Would you reproduce, without any alteration, the lines from the opening line of the entries through the line that has "I understand. I" in it?

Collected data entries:
──────────────────────────────
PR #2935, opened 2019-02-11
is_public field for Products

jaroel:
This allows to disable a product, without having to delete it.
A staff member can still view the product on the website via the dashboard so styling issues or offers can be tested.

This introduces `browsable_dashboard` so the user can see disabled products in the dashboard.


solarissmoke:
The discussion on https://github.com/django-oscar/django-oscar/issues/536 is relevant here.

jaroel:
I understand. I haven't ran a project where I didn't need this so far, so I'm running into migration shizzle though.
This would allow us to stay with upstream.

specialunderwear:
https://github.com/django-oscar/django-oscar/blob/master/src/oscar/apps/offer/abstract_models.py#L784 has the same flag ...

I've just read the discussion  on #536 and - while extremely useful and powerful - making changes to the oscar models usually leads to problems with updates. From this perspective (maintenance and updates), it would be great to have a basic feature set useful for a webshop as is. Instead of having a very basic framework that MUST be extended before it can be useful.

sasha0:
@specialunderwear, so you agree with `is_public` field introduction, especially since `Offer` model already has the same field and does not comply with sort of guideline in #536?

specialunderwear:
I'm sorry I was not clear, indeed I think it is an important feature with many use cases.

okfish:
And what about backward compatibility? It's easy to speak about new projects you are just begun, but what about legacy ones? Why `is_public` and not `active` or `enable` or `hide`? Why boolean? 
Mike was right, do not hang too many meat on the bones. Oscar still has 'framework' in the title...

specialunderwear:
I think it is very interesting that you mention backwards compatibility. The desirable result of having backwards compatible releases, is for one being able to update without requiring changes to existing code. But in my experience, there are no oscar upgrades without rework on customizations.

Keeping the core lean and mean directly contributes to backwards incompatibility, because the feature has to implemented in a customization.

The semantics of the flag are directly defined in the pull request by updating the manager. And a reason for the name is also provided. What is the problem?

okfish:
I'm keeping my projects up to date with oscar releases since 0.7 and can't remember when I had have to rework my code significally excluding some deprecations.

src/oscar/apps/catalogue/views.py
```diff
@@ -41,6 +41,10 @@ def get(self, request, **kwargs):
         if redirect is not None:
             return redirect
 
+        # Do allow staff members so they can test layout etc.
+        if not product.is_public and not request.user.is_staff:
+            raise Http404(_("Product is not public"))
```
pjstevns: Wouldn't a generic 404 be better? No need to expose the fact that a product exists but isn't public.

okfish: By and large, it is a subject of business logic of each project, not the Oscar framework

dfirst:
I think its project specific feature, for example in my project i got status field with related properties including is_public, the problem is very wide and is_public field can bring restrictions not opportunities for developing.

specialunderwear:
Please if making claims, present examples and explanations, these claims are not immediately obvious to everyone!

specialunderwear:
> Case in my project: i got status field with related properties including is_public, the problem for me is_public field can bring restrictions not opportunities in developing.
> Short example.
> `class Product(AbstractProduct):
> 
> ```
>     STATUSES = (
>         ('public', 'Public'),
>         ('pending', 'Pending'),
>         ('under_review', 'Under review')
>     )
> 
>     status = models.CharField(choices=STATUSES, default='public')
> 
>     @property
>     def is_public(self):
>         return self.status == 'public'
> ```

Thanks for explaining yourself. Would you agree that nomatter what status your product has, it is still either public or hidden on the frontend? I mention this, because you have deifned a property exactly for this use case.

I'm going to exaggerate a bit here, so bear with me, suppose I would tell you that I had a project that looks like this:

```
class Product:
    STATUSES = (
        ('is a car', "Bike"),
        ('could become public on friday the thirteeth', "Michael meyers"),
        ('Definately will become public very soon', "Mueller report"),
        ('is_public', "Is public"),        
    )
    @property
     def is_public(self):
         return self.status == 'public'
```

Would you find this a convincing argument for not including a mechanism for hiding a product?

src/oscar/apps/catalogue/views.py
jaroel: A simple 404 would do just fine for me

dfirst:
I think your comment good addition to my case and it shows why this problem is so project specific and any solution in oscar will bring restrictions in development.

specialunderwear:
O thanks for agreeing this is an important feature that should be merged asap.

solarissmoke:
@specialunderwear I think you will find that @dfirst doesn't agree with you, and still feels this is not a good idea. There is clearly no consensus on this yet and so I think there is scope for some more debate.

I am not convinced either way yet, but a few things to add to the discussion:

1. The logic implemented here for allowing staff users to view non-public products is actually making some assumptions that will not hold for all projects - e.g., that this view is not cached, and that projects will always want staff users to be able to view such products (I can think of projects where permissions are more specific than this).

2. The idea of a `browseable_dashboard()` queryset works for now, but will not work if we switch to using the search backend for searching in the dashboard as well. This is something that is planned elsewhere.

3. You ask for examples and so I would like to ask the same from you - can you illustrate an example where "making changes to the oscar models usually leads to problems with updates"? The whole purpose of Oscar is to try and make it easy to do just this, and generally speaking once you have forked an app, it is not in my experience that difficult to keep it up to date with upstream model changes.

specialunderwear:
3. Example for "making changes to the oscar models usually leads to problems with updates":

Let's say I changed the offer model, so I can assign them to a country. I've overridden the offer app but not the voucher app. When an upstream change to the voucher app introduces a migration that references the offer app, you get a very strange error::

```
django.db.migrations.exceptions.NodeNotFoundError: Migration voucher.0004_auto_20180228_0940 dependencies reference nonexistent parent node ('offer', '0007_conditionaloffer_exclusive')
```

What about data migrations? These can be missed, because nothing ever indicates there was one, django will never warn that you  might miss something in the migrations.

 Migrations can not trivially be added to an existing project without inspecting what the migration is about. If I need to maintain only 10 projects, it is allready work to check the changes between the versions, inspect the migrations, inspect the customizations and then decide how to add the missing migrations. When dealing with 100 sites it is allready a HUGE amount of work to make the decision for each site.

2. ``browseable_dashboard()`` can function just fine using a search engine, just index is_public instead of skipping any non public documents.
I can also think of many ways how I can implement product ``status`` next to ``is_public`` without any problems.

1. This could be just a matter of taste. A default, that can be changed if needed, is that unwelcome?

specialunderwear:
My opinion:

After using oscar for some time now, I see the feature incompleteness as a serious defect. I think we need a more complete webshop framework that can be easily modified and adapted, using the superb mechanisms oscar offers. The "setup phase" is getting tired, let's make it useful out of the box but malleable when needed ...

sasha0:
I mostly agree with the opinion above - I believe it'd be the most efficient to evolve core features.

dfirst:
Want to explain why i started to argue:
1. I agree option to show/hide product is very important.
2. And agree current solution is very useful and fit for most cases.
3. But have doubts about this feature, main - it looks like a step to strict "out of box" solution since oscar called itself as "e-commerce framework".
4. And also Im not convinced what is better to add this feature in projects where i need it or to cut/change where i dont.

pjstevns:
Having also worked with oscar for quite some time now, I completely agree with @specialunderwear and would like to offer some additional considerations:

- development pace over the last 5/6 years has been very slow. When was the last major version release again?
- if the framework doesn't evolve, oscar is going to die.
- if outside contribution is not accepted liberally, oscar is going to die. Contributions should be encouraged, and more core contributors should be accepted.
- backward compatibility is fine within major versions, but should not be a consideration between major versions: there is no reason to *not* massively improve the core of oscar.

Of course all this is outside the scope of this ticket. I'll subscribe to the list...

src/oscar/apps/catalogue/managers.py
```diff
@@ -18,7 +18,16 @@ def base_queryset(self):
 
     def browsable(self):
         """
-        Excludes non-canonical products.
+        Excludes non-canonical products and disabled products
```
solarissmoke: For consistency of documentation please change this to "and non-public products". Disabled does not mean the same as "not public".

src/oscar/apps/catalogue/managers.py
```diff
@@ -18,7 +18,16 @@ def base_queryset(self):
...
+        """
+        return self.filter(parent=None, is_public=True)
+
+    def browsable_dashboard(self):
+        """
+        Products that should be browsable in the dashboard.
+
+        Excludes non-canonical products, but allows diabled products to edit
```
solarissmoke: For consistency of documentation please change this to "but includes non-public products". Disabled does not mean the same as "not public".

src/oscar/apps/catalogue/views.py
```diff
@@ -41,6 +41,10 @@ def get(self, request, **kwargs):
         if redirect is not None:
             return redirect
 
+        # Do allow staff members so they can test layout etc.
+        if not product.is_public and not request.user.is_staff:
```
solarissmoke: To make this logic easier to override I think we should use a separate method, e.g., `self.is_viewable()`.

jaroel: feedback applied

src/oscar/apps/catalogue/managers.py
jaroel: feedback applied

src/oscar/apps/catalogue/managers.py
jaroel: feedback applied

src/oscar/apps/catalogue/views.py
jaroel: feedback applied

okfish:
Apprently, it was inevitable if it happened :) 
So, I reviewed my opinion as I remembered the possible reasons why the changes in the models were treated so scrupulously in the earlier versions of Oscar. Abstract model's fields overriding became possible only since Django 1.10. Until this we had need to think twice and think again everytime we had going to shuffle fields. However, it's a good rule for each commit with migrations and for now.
──────────────────────────────
RESPONSE TO THIS TASK:
PR #2935, opened 2019-02-11
is_public field for Products

jaroel:
This allows to disable a product, without having to delete it.
A staff member can still view the product on the website via the dashboard so styling issues or offers can be tested.

This introduces `browsable_dashboard` so the user can see disabled products in the dashboard.


solarissmoke:
The discussion on https://github.com/django-oscar/django-oscar/issues/536 is relevant here.

jaroel:
I understand. I haven't ran a project where I didn't need this so far, so I'm running into migration shizzle though.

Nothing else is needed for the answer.